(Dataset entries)
════

PR #547, opened 2016-03-15
Re-organize course picker - PMT #105456

nikolas:
Updates courseaffils to 2.0.8.

I am comfortable pushing this feature without a feature flag, but
if you disagree I can spend some time implementing the feature flag.
Also, I imagine the feature flag would be tricky to implement since
I would need to return a different view from the courseaffils
middleware...

### DIFF
--- a/mediathread/main/views.py
+++ b/mediathread/main/views.py
@@ -4,7 +4,7 @@ import json
 from courseaffils.lib import in_course_or_404, in_course
 from courseaffils.middleware import SESSION_KEY
 from courseaffils.models import Course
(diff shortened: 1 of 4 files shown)


nikolas:
I'm closing this while I implement the changes we discussed:
* Rename "Test Courses" to "Sandboxes"
* Faculty (non-staff users) need to see the sandboxes list
* Add a search filter at the top of the page that filters both the tables (similar to PMT's dashboard). DataTables has this feature built in, so maybe switch to that from tablesorter.

PR #565, opened 2016-03-23
send_template_email utility function

sdreher:
a little mixin to handle templatized emails.

### DIFF
--- a/mediathread/mixins.py
+++ b/mediathread/mixins.py
@@ -2,21 +2,24 @@ import csv
 import json
 
 from courseaffils.lib import in_course_or_404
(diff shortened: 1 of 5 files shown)


mediathread/mixins.py
```diff
@@ -211,3 +214,11 @@ def dispatch(self, *args, **kwargs):
             return HttpResponseForbidden("forbidden")
         self.project = project
         return super(ProjectEditableMixin, self).dispatch(*args, **kwargs)
+
+
+class EmailMixin(object):
```
thraxil: Why a mixin? Why not just a plain function?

════

■ **What is needed**
Copy every line of the data above in which the string "files" appears.

■ **Task solution**
(diff shortened: 1 of 4 files shown)
(diff shortened: 1 of 5 files shown)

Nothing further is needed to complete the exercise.